The benefit in this is that not only do you get a local experience but in the thirty minutes or so of eating with them, smiling with them and trying out the few Indonesian words we know with them, we become friends. We are more than just foreigners now. So when we tell them that we are trying to get to Pemuteran, as an example, we are warned by our new friends to take the bus at the true bus station (there are fake "bus terminals" where foreigners get tricked into paying for a private car instead of the public bus) and how much to pay. In this case, we were told repeatedly to only pay 20,000 IDR per person. So of course we are now ready when we enter the bus terminal for the guy running towards us "Pemuteran? Yes of course, that bus here it will cost 40,000 IDR per person". Naturally we said, with a smile, "Tidak, mahal" (No, expensive) we will only pay 20,000 IDR just like the locals. After he refused, we sat down on a bench and waited. It took another thirty minutes of waiting (negotiations interspersed with small talk, getting to know each other, food tips and what to do in Bali), before we finally settled on 25,000 IDR per person right as the bus was leaving. We later found out that we got one of the best prices because most people pay anywhere from 40,000 to 60,000 IDR. We even heard a story of one guy who paid 300,000 IDR per person!

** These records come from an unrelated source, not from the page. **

PR #581, opened 2023-01-22
Adding ADR about handling front-token after flattening the access token

porcellus:
## Summary of change
Adding ADR about handling front-token after flattening the access token

## Related issues
- 

## Checklist

### DIFF
--- a/v2/contribute/decisions/session/0015-jwt-compatibility.mdx
+++ b/v2/contribute/decisions/session/0015-jwt-compatibility.mdx
@@ -30,5 +30,6 @@ Once we make the entire access token into a JWT:
 - Since the access token can now be used instead of the a separate JWT embedded in the access token, it is more useful to send to third-party APIs where we are not intercepting request.
     - These will check the access token based on the JWKs endpoint exposed by the BE, but we do not need to worry about key rotation here, since the signing keys stay in the output of the jwks endpoint long after the access token expires.
     - Calling `getAccessToken` will cause a refresh to happen if the locally stored access token is expired, so refreshing should happen automatically in most cases (if the access token doesn't expire during the request) even if we are not intercepting requests to the domain.
+    - Claim checking needs to be done manually in this case (e.g.: an API Gateway will not check if the email is verified or not). This should be documented/communicated somewhere.
 
 Until then: the auth mode and jwt options are entirely independent, the jwt can be accessed through the access token payload in both auth modes.
--- a/v2/contribute/decisions/session/0015-jwt-compatibility.mdx
+++ b/v2/contribute/decisions/session/0015-jwt-compatibility.mdx
@@ -27,5 +27,8 @@ We want to make our access token into a valid JWT. So, in the future the jwt set
 Once we make the entire access token into a JWT:
 - Add deprecation warning with a migration link and set `exposeAccessTokenToFrontendInCookieBasedAuth` to true. See [here](./0022)
 - Add a function to the FE to access the entire access token as a string.
+- Since the access token can now be used instead of the a separate JWT embedded in the access token, it is more useful to send to third-party APIs where we are not intercepting request.
+    - These will check the access token based on the JWKs endpoint exposed by the BE, but we do not need to worry about key rotation here, since the signing keys stay in the output of the jwks endpoint long after the access token expires.
+    - Calling `getAccessToken` will cause a refresh to happen if the locally stored access token is expired, so refreshing should happen automatically in most cases (if the access token doesn't expire during the request) even if we are not intercepting requests to the domain.
 
 Until then: the auth mode and jwt options are entirely independent, the jwt can be accessed through the access token payload in both auth modes.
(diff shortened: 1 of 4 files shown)


v2/contribute/decisions/session/0015-jwt-compatibility.mdx
```diff
@@ -27,5 +27,8 @@ We want to make our access token into a valid JWT. So, in the future the jwt set
 Once we make the entire access token into a JWT:
 - Add deprecation warning with a migration link and set `exposeAccessTokenToFrontendInCookieBasedAuth` to true. See [here](./0022)
 - Add a function to the FE to access the entire access token as a string.
+- Since the access token can now be used instead of the a separate JWT embedded in the access token, it is more useful to send to third-party APIs where we are not intercepting request.
+    - These will check the access token based on the JWKs endpoint exposed by the BE, but we do not need to worry about key rotation here, since the signing keys stay in the output of the jwks endpoint long after the access token expires.
+    - Calling `getAccessToken` will cause a refresh to happen if the locally stored access token is expired, so refreshing should happen automatically in most cases (if the access token doesn't expire during the request) even if we are not intercepting requests to the domain.
```
rishabhpoddar, line 32: there is an issue with this (which we may not need to solve, but worth pointing out) - if the user has email verification as required, and if they use some APi gateway for session verification (instead of using verifySession or getSession from our SDK), then it's on them to check the email verification claim in the session before granting access.

This is not communicated in the docs anywhere though, and it's not obvious that this needs to be done. I assume other auth providers solve this problem cause they don't even return the id token back to the client application if the email is not verified.

v2/contribute/decisions/session/0031-internal-prop-handling-in-flat-access-tokens.mdx
```diff
@@ -0,0 +1,62 @@
...
+- Expose all claims
+
+## Decision Outcome
+
+We should hide internal-only claims
+
+- We don't want to confuse our users
+- They are never used in applications
+
+We decided to hide: `refreshTokenHash1`, `parentRefreshTokenHash1`, because they do not make sense for the application and are never used as a part of CDI or FDI.
```
rishabhpoddar, line 39: One issue with this is that it causes inconsistencies when reading the access token payload on the backend and frontend. The backend will show these "hidden" values, but the frontend wont.

Therefore, if there is no security risk in exposing these to the frontend (which i don't think there is), then we should just expose them.

v2/contribute/decisions/session/0031-internal-prop-handling-in-flat-access-tokens.mdx
```diff
@@ -0,0 +1,62 @@
...
+
+<ArgumentPro> Matches the current behaviour </ArgumentPro>
+<ArgumentPro> Hides all claims that could be confusing </ArgumentPro>
+<ArgumentCon> People have been looking for the userId claim </ArgumentCon>
+<ArgumentCon> We are hiding otherwise standard claims </ArgumentCon>
+
+### Expose all claims 
+
+<ArgumentPro> Front-token is very straght-forward </ArgumentPro>
+<ArgumentCon> Changes the current behaviour/interface </ArgumentCon>
```
rishabhpoddar, line 59: why would there by changes to the "current behaviour/interface"?

v2/contribute/decisions/session/0031-internal-prop-handling-in-flat-access-tokens.mdx
```diff
@@ -0,0 +1,62 @@
...
+<ArgumentPro> Exposes the standard claims (people have tried to use them through getAccessTokenPayload before) </ArgumentPro>
+<ArgumentCon> Could be confusing, we'd need to document each internal claim (and/or move them into a separate `st_internal` claim) </ArgumentCon>
```
rishabhpoddar, line 61: not really.. we don't need to document this. If someone asks, we can just answer somewhere. Not a big deal.

rishabhpoddar (changes requested):

v2/contribute/decisions/session/0031-internal-prop-handling-in-flat-access-tokens.mdx
porcellus: New things show up in the access token payload. This change can affect apps that loop through the props in the payload.

v2/contribute/decisions/session/0031-internal-prop-handling-in-flat-access-tokens.mdx
porcellus: We could "hide" them from the `getAccessTokenPayload` on the backend; I assumed that both implementations would have to return the same thing.
Anyway, if you think these extra props are not too confusing, I'm happy with just exposing them all.

rishabhpoddar: Yea, i don't like the idea of hiding in general. Especially since the access token is a JWT and when someone sees it on a jwt inspector site, they will see those extra claims anyway

rishabhpoddar (approved):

Serious negotiations going on

In Indonesia, there is alwayss a middle man. This guy took our money and gave the correct amount of 20,000 IDR to the driver and kept the 5,000 IDR for himself. This happens EVERYWHERE. During another negotiation on Lombok, after another middle man insisted that the bus ride was 20,000 IDR per person, Tom turned around and said, with a smile of course, "ah ok, so 15,000 for the driver and 5,000 for you" and the guy just threw his arms in the air and said "no no no no". In the end I think he realized that we knew his game and we ended up on a bus that only cost 15,000...interesting.

On the positive side, Indonesians are the friendliest people we have ever met in all our travels. People will always say "hello mister" (yes, I'm a mister too), "where you go?", "where you come from?" and "thank you for coming to my country". Even as we drove by on our motorbike kids would yell out. Everyone is eager to talk and especially practice their english. Some of our most memorable experiences will be because of the people we met.

Balinese man who gave us tips on wear to eat good pork
Lombok Bakso man! He was very excited that we liked Bakso.
The crazy girls that all worked in the area. They were so much fun and excited!
Boys at a coffee shop in Lombok; the guy in the middle played and sang some American songs for us. These guys were hilarious!

The food here has also been incredible. Neither of us knew much about Indonesian cuisine before and we've definitely come away with several dishes that we will be making at home! One challenge will be finding that sweet soya sauce that is a staple here...

Babi Gulling - the famous Bali roasted suckling pig.
Bakso; meatballs in a beef broth with noodles
Soto Ayam; chicken soup in a lemongrass broth with noodle
Typical Indonesian spread found at any Warung (street restaurant)
A lot of fish on Gili Air
Fish curry, grilled fish, served with nasi (rice) and kerupuk (crackers)
Lombok specialty: ground beef, lemongrass and coconut kabobs
Nasi Campur; A very common dish across Indonesia. It's basically rice with a little bit of everything that the cook has made that day. Always seams to include a fried chicken, fried tofu and fried tempeh.
Drinking some arak; Indonesian palm wine. It tastes a bit like sake and has an alcohol content of about 20% although it's usually homemade.
Murtabak; a big deep fried crepe stuffed with meat, veggies and egg.
Fresh fruit juices
Salak (snake fruit); looks and has the texture of giant garlic cloves but tastes citrusy and sweet
Jambu Air. Has the texture of an apple but has a rose water flavour.

Our next trip to Indonesia will be to the more remote islands such as Sumatra, Sumbawa, Flores and Papua. Tom is already planning a diving trip to Komodo and Raja Ampat!